Map records can be hashed by some specific key fields for O(1) retrieval of the keys, values, and/or entries. In order to enable this feature, a
Map schema will define an optional hash key, which defines how its entries are hashed/indexed.
Set schema may optionally define a hash key. A hash key specifies one or more user-defined fields used to hash entries into the collection. When a hash key is defined on a
Set, each set record becomes like a primary key index; records in the set can be efficiently retrieved by matching the specified hash key fields. Similarly, when a hash key is defined on a
Map, each map record becomes like an index over the keys in the key/value pairs contained in the map record.
See Hash Keys for a detailed discussion of hash keys.
Circular references are not allowed in Hollow. A type may not reference itself, either directly or transitively.
Object Memory Layout¶
LONG fields are each represented by a number of bits exactly sufficient to represent the maximum value for the field across all records.
BOOLEAN fields are represented by 32, 64, and 2 bits, respectively.
BYTES fields use a variable number of bytes for each record.
REFERENCE fields encode the ordinal of referenced records, and are represented by a number of bits exactly sufficient to encode the maximum ordinal of the referenced type. See In-memory Data Layout for more details.
Avoid Outlier Values
Try to model your data such that there aren't any outlier values for
LONG fields. Also, avoid
DOUBLE fields where possible, since these field types are relatively expensive.
Maintaining Backwards Compatibility¶
A data model will evolve over time. The following operations will not impact the interoperability between existing clients and new data:
- Adding a new type
- Removing an existing type
- Adding a new field to an existing type
- Removing an existing field from an existing type.
When adding new fields or types, existing generated client APIs will ignore the new fields, and all of the fields which existed at the time of API generation will still be visible using the same methods. When removing fields, existing generated client APIs will see null values if the methods corresponding to the removed fields are called. When removing types, existing generated client APIs will see removed types as having no records.
It is not backwards compatible to change the type of an existing field. The client behavior when calling a method corresponding to a field with a changed type is undefined.
It is not backwards compatible to change the primary key or hash key for any type.
Beyond the specification of Hollow itself, backwards compatibility often has a lot to do with the use case and semantics of the data. Hollow will always behave in the stated way for evolving data models, but it’s possible that consumers require a field which starts returning null once it gets removed. For this reason, additional caution should be exercised when removing types and fields.

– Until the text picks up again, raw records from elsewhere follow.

PR #22, opened 2021-01-14
Add a simple prerender processing model

domfarolino:
This PR adds a simple "starter" `<link rel=prerender>` processing model section that:
 - Defines the new `rel=prerender` link type that establishes an [#external-resource-link](https://html.spec.whatwg.org/multipage/links.html#external-resource-link)
 - Overrides the [#default-fetch-and-process-the-linked-resource] algorithm for this link type to create a prerendering browsing context
 - Adds reasonable (at the time of writing this) "appropriate times" to invoke the processing model algorithm (these appropriate times are somewhat inspired from other link types in the HTML Standard)
 - Documents the fact that soon we're going to define a "sufficiently strict referrer policy set" which will be used to restrict prerenders to those whose `referrerpolicy` attr is in the set

### DIFF
--- a/index.bs
+++ b/index.bs
@@ -12,6 +12,9 @@ Complain About: accidental-2119 yes, missing-example-ids yes
 Indent: 2
 Boilerplate: omit conformance
 </pre>
+<pre class="link-defaults">
+spec:html; type:element; text:link
+</pre>
 <pre class="anchors">
 spec: html; urlPrefix: https://html.spec.whatwg.org/multipage/
   type: dfn
@@ -30,14 +33,9 @@ spec: html; urlPrefix: https://html.spec.whatwg.org/multipage/
       text: abort; for: Document; url: abort-a-document
       text: create and initialize a Document object; url: initialise-the-document-object
       text: history handling behavior; url: history-handling-behavior
-      text: link; url: the-link-element
       text: prompt to unload; url: prompt-to-unload-a-document
       text: refused to allow the document to be unloaded; url: refused-to-allow-the-document-to-be-unloaded
       text: traverse the history; url: traverse-the-history
-    urlPrefix: semantics.html
-      for: link
-        text: href; url: attr-link-href
-        text: referrerpolicy; url: attr-link-referrerpolicy
     urlPrefix: urls-and-fetching.html
       text: parse a URL; url: parse-a-url
       text: resulting URL record
@@ -45,7 +43,7 @@ spec: html; urlPrefix: https://html.spec.whatwg.org/multipage/
 
 <h2 id="prerendering-bcs">Prerendering browsing contexts</h2>
 
-<em>The following section would be added as a new sub-section of [[HTML]]'s <a href="https://html.spec.whatwg.org/#windows">Browsing contexts</a> section.</em>
+<em>The following section would be added as a new sub-section of [[HTML]]'s <a href="https://html.spec.whatwg.org/multipage/browsers.html#windows">Browsing contexts</a> section.</em>
 
 Every [=browsing context=] has a <dfn for="browsing context">loading mode</dfn>, which is one of the following:
 
@@ -86,8 +84,6 @@ Every {{Document}} has a <dfn for="Document">post-prerendering activation steps 
   1. Let |request| be a new [=request=] whose [=request/URL=] is |startingURL| and [=request/referrer policy=] is |referrerPolicy|.
 
   1. [=Navigate=] |bc| to |request| with the [=source browsing context=] set to |referrerDoc|'s [=Document/browsing context=].
-
-  1. Return |bc|.
 </div>
 
 <div algorithm>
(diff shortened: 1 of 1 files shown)


index.bs
```diff
@@ -29,9 +30,17 @@ spec: html; urlPrefix: https://html.spec.whatwg.org/multipage/
...
       text: create and initialize a Document object; url: initialise-the-document-object
       text: history handling behavior; url: history-handling-behavior
+      text: link; url: the-link-element
       text: prompt to unload; url: prompt-to-unload-a-document
       text: refused to allow the document to be unloaded; url: refused-to-allow-the-document-to-be-unloaded
       text: traverse the history; url: traverse-the-history
+    urlPrefix: semantics.html
+      for: link
+        text: href; url: attr-link-href
+        text: referrerpolicy; url: attr-link-referrerpolicy
```
domfarolino, line 40: I _think_ this is the best way to achieve what I want, but let me know if you think there's a better way

index.bs
```diff
@@ -140,6 +149,25 @@ The <dfn attribute for="Document">prerendering</dfn> getter steps are to return
...
+<h3 id="link-rel-prerender">Link type "<dfn data-lt="rel-prerender"><code>prerender</code></dfn>"</h3>
+
+The <a lt="rel-prerender"><code>prerender</code></a> keyword may be used with <a spec=HTML><code>link</code></a> elements. This keyword creates an <a spec=HTML>external resource link</a>. This keyword is <a spec=HTML>body-ok</a>.
+
+To <a lt="process the linked resource" spec=HTML>process this type of linked resource</a> given a <a spec=HTML><code>link</code></a> element <var ignore>el</var>, run these steps:
+
+<div algorithm="prerender-processing-model">
+  1. If |el|'s [=link/href=] attribute's value is the empty string, then return.
+  1. Let |referrer policy| be  the current state of |el|'s [=link/referrerpolicy=] attribute.
+  1. [=parse a URL|Parse=] the [=URL=] given by |el|'s [=link/href=] attribute, relative to |el|'s [=Node/node document=]. If that fails, then return. Otherwise, let |url| be the [=resulting URL record=].
```
domfarolino, line 165: As a slight personal preference I've decided to keep the linking text "parse a URL" and just override it with "Parse" here, but I'm open to just changing the link text to Parse if it is preferred.

index.bs
domenic: You should just be able to do `<{link/href}>` and `<{link/referrerpolicy}>`, without these. Same for `<{link}>`, without the above.

index.bs
```diff
@@ -140,6 +149,25 @@ The <dfn attribute for="Document">prerendering</dfn> getter steps are to return
 The <dfn attribute for="Document">onprerenderingchange</dfn> attribute is an [=event handler IDL attribute=] corresponding to the <dfn event for="Document">prerenderingchange</dfn> [=event handler event type=].
 
 
+<h2 id="prerender-processing-model">Prerender processing model</h2>
```
domenic, line 152: Let's delete this heading, and just move the sentence "Add a new..." into the "Link type prerender" section? Compare to https://jeremyroman.github.io/alternate-loading-modes/#prerendering-bcs

index.bs
```diff
@@ -140,6 +149,25 @@ The <dfn attribute for="Document">prerendering</dfn> getter steps are to return
...
+
+Add a new link type to the "Link types" section of the HTML Standard, replacing the prerender documentation in the Resource Hints standard.
+
+<h3 id="link-rel-prerender">Link type "<dfn data-lt="rel-prerender"><code>prerender</code></dfn>"</h3>
```
domenic, line 156:
```suggestion
<h3 id="link-rel-prerender">Link type "<dfn attr-value for="link/rel"><code>prerender</code></dfn>"</h3>
```

then reference it as, I believe, `<{link/rel/prerender}>` elsewhere?

index.bs
```diff
@@ -140,6 +149,25 @@ The <dfn attribute for="Document">prerendering</dfn> getter steps are to return
...
+
+The <a lt="rel-prerender"><code>prerender</code></a> keyword may be used with <a spec=HTML><code>link</code></a> elements. This keyword creates an <a spec=HTML>external resource link</a>. This keyword is <a spec=HTML>body-ok</a>.
+
+To <a lt="process the linked resource" spec=HTML>process this type of linked resource</a> given a <a spec=HTML><code>link</code></a> element <var ignore>el</var>, run these steps:
```
domenic, line 160: Put this inside the `<div algorithm>`, and then you can use `|el|`.

index.bs
```diff
@@ -140,6 +149,25 @@ The <dfn attribute for="Document">prerendering</dfn> getter steps are to return
...
+
```
domenic, line 161: We should add appropriate times to fetch and process the linked resource. Probably they are UA-defined? Or should we do some of the usual stuff (when it becomes BC-connected, or its relevant attributes change) as something like when the UA should *consider* doing a fetch-and-process?

index.bs
domenic, line 160: I think we want to override all of fetch-and-process, right? Not just process?

index.bs
domenic, line 165: So, modulepreload does this wrong. It should be "[Parse the URL] given by...". Stating that it's a `[=URL=]` is incorrect since _el_'s `href` attribute is a string, not a URL record. "Parse the URL" would be better named as "Parse the URL string", really...

index.bs
```diff
@@ -140,6 +149,25 @@ The <dfn attribute for="Document">prerendering</dfn> getter steps are to return
...
+<div algorithm="prerender-processing-model">
+  1. If |el|'s [=link/href=] attribute's value is the empty string, then return.
+  1. Let |referrer policy| be  the current state of |el|'s [=link/referrerpolicy=] attribute.
+  1. [=parse a URL|Parse=] the [=URL=] given by |el|'s [=link/href=] attribute, relative to |el|'s [=Node/node document=]. If that fails, then return. Otherwise, let |url| be the [=resulting URL record=].
+  1. [=Create a prerendering browsing context=] with |url|, |referrer policy|, and |el|'s [=Node/node document=].
```
domenic, line 166: Maybe, since it turns out we don't need the return value, update that algorithm to remove the "return _bc_" step?

domenic (commented):
Exciting times! Mostly editorial comments, a number around Bikeshed linking.

index.bs
```diff
@@ -140,6 +149,25 @@ The <dfn attribute for="Document">prerendering</dfn> getter steps are to return
...
+</div>
```
domenic, line 167: Maybe add a note that we intentionally don't fire any load or error events, since comparing to other link types, I might expect to see such steps.

index.bs
domfarolino: Yep, I messed that up nice catch.

index.bs
domfarolino: Yikes, I actually got that from https://html.spec.whatwg.org/multipage/semantics.html#default-fetch-and-process-the-linked-resource but yeah that makes sense. I'll fix this and those two instances in HTML.

index.bs
domfarolino: Nice catch. Done.

index.bs
domfarolino: Good call, I also added a sentence mentioning that UAs should not delay the load event of the link's node document.

index.bs
domfarolino: Yeah, I think the usual stuff is best for now, especially since our implementation isn't really UA-defined... at least I think it's taking the existence of the link to be a directive to perform all the fetching and prerendering etc.

domfarolino: The wording I used for this matches https://html.spec.whatwg.org/multipage/links.html#link-type-modulepreload which seems pretty standard, and I think matches preload's though it is worded slightly differently

index.bs
```diff
@@ -140,6 +145,38 @@ The <dfn attribute for="Document">prerendering</dfn> getter steps are to return
 The <dfn attribute for="Document">onprerenderingchange</dfn> attribute is an [=event handler IDL attribute=] corresponding to the <dfn event for="Document">prerenderingchange</dfn> [=event handler event type=].
 
 
+<h2 id="link-rel-prerender">Link type "<dfn attr-value for="link/rel"><code>prerender</code></dfn>"</h2>
+
+<em>The following section would be added as a new sub-section of [[HTML]]'s <a href="https://html.spec.whatwg.org/multipage/links.html#linkTypes">Link types</a> section. This should replace the prerender documentation in the Resource Hints standard</em>
```
domenic, line 150:
```suggestion
<em>The following section would be added as a new sub-section of [[HTML]]'s <a href="https://html.spec.whatwg.org/multipage/links.html#linkTypes">Link types</a> section. This should replace the prerender documentation in [[RESOURCE-HINTS]].</em>
```

(I'm just guessing that [[RESOURCE-HINTS]] is the right name...)

index.bs
```diff
@@ -140,6 +145,38 @@ The <dfn attribute for="Document">prerendering</dfn> getter steps are to return
...
+
+The <{link/rel/prerender}> keyword may be used with <{link}> elements. This keyword creates an <a spec=HTML>external resource link</a>. This keyword is <a spec=HTML>body-ok</a>.
+
+The appropriate times to <a spec=HTML>fetch and process the linked resource</a> for such a link are:
```
domenic, line 154: I think some of these (I only checked "browsing-context connected") are exported, so you can use `[=browsing-context connected=]` instead of `<a spec="HTML">browsing context connected</a>`. The `spec=HTML` is a hack to get access to non-exported terms without having to put them in the links block at the top.

index.bs
```diff
@@ -140,6 +145,38 @@ The <dfn attribute for="Document">prerendering</dfn> getter steps are to return
...
+
+<ul>
+  <li>When the <a spec=HTML>external resource link</a> is created on a <{link}> element that is already <a spec=HTML>browsing-context connected</a>.</li>
+  <li>When the <a spec=HTML>external resource link</a>'s <{link}> element <a spec=HTML>becomes browsing-context connected</a>.</li>
+  <li>When the <{link/href}> attribute of the <{link}> element of an <a spec=HTML>external resource link</a> that is already <a spec=HTML>browsing-context connected</a> is changed.</li>
```
domenic, line 159: Should also react to referrerpolicy changes, I think?

index.bs
```diff
@@ -140,6 +145,38 @@ The <dfn attribute for="Document">prerendering</dfn> getter steps are to return
...
+  1. [=Parse a URL=] given |el|'s <{link/href}> attribute, relative to |el|'s [=Node/node document=]. If that fails, then return. Otherwise, let |url| be the [=resulting URL record=].
+
+  1. Let |referrer policy| be  the current state of |el|'s <{link/referrerpolicy}> attribute.
+
+  1. [=Create a prerendering browsing context=] with |url|, |referrer policy|, and |el|'s [=Node/node document=].
+</div>
+
+A user agent must not <a spec=HTML>delay the load event</a> of the <{link}> element's <a for=Node>node document</a> for this link type.
+
+<p class="note">Note that this type of link does not fire {{HTMLElement/error}} or {{HTMLElement/load}} events, unlike many other links that create an <a spec=HTML>external resource links</a>.
```
domenic, line 176:
```suggestion
<p class="note">Note that this type of link does not fire {{HTMLElement/error}} or {{HTMLElement/load}} events, unlike many other link types that create <a spec=HTML>external resource links</a>.
```

domenic (approved):
Editorial nits + referrerpolicy checking

index.bs
domfarolino: Nice, Done.

index.bs
domfarolino: Hmm, normally I'd say no for links in general, but I guess since the processing model will potentially fail to prerender links if the referrer policy is not strict enough it seems OK? I'll go ahead and add it.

Backwards-incompatible data remodeling
Every so often, it may be required or desirable to make changes to the data model which are incompatible with prior versions. In this case, an older producer, which produces the older data model, should run in parallel with the newer producer, producing the newer incompatible data model. Each producer should write its blobs to a different namespace, so that older consumers can read from the old data model, and newer consumers can read from the newer data model. Once all consumers are upgraded and reading from the newer data model, the older producer can be decommissioned.